» Assignment:
Write the records out again, keeping each line exactly as it is.

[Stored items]
^^^^
PR #14998, opened 2024-10-21
chore(libs): update git-url-parse from 13.1.0 to 15.0.0

mroz22:
used only for this right? 
image

it seems to work the same as before


martykan (approved):
We could probably get rid of this sometime

PR #14999, opened 2024-10-21
feat(suite-native): enable Solana via feature flag

### LINKED ISSUE #14895: Solana - create feature flag
BY enabling feature flag, user should be able to:

- enable Solana and discover accounts
- import Solana to Portfolio Tracker
- See SPL tokens and txns for the account

vytick:
Add Solana to mobile via feature flag and make it discoverable

## Related Issue

Resolve #14895

### DIFF
--- a/suite-common/graph/src/balanceHistoryUtils.ts
+++ b/suite-common/graph/src/balanceHistoryUtils.ts
@@ -326,6 +326,11 @@ export const getAccountHistoryMovementFromTransactions = ({
         case 'pol':
         case 'bnb':
             return getAccountHistoryMovementItemETH({ transactions, from, to });
+        case 'sol':
+            return {
+                main: [] as AccountHistoryMovementItem[],
+                tokens: {},
+            } as AccountHistoryMovement;
         default:
             coin satisfies never;
             throw new Error(`getAccountHistoryMovementItem: Unsupported network ${coin}`);
--- a/suite-common/graph/src/constants.ts
+++ b/suite-common/graph/src/constants.ts
@@ -9,6 +9,7 @@ export const LOCAL_BALANCE_HISTORY_COINS = [
     'pol',
     'bnb',
     'xrp',
+    'sol',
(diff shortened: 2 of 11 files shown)


suite-native/app/index.js
```diff
@@ -1,3 +1,4 @@
+import 'react-native-get-random-values';
```
PeKne: Could not we use AI for this? 😅

Just joking. But why is this needed? You are not importing anything specific from this package. Is it some polyfill that Solana uses in the background? If so, add some comment explaining that please

vytick: It has react native implementation of `crypto.getRandomValues()`. Otherwise Solana api wont work

PeKne: Maybe it should be placed in the metro.config.ts, then. We are already polyfilling the `crypto` module there. Cc @Nodonisko, what is your opinion about it?

Nodonisko: I don't like it, we should either use polyfill that we already have (it's only JS so it will be slow) or use `react-native-quick-crypto` which is estabilished lib a will want to use it in future anyway.

Nodonisko: If we need only that one function we already using expo-crypto in app which has getRandomValues too https://docs.expo.dev/versions/latest/sdk/crypto/#cryptogetrandomvaluesttypedarray

vytick: I just need get polyfill for crypto.getRandomValues and this one does just this one thing, has bunch of installs (900k) and is suggested by solana mobile for expo: https://docs.solanamobile.com/react-native/expo

vytick: updated in c92279d039

vytick: Fyi: I have a followup branch to get SOL data for `getAccountHistoryMovementFromTransactions`, but I dont want to make this PR too complex

PeKne (approved):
^^^^
» Task output:
PR #14998, opened 2024-10-21
chore(libs): update git-url-parse from 13.1.0 to 15.0.0

mroz22:
used only for this right? 
image

it seems to work the same as before


martykan (approved):
We could probably get rid of this sometime

PR #14999, opened 2024-10-21
feat(suite-native): enable Solana via feature flag

### LINKED ISSUE #14895: Solana - create feature flag
BY enabling feature flag, user should be able to:

- enable Solana and discover accounts
- import Solana to Portfolio Tracker
- See SPL tokens and txns for the account

vytick:
Add Solana to mobile via feature flag and make it discoverable

## Related Issue

Resolve #14895

### DIFF
--- a/suite-common/graph/src/balanceHistoryUtils.ts
+++ b/suite-common/graph/src/balanceHistoryUtils.ts
@@ -326,6 +326,11 @@ export const getAccountHistoryMovementFromTransactions = ({
         case 'pol':
         case 'bnb':
             return getAccountHistoryMovementItemETH({ transactions, from, to });
+        case 'sol':
+            return {
+                main: [] as AccountHistoryMovementItem[],
+                tokens: {},
+            } as AccountHistoryMovement;
         default:
             coin satisfies never;
             throw new Error(`getAccountHistoryMovementItem: Unsupported network ${coin}`);
--- a/suite-common/graph/src/constants.ts
+++ b/suite-common/graph/src/constants.ts
@@ -9,6 +9,7 @@ export const LOCAL_BALANCE_HISTORY_COINS = [
     'pol',
     'bnb',
     'xrp',
+    'sol',
(diff shortened: 2 of 11 files shown)


suite-native/app/index.js
```diff
@@ -1,3 +1,4 @@
+import 'react-native-get-random-values';
```
PeKne: Could not we use AI for this? 😅

Just joking. But why is this needed? You are not importing anything specific from this package. Is it some polyfill that Solana uses in the background? If so, add some comment explaining that please

vytick: It has react native implementation of `crypto.getRandomValues()`. Otherwise Solana api wont work

PeKne: Maybe it should be placed in the metro.config.ts, then. We are already polyfilling the `crypto` module there. Cc @Nodonisko, what is your opinion about it?

Nodonisko: I don't like it, we should either use polyfill that we already have (it's only JS so it will be slow) or use `react-native-quick-crypto` which is estabilished lib a will want to use it in future anyway.

Nodonisko: If we need only that one function we already using expo-crypto in app which has getRandomValues too https://docs.expo.dev/versions/latest/sdk/crypto/#cryptogetrandomvaluesttypedarray

vytick: I just need get polyfill for crypto.getRandomValues and this one does just this one thing, has bunch of installs (900k) and is suggested by solana mobile for expo: https://docs.solanamobile.com/react-native/expo

vytick: updated in c92279d039

vytick: Fyi: I have a followup branch to get SOL data for `getAccountHistoryMovementFromTransactions`, but I dont want to make this PR too complex

PeKne (approved):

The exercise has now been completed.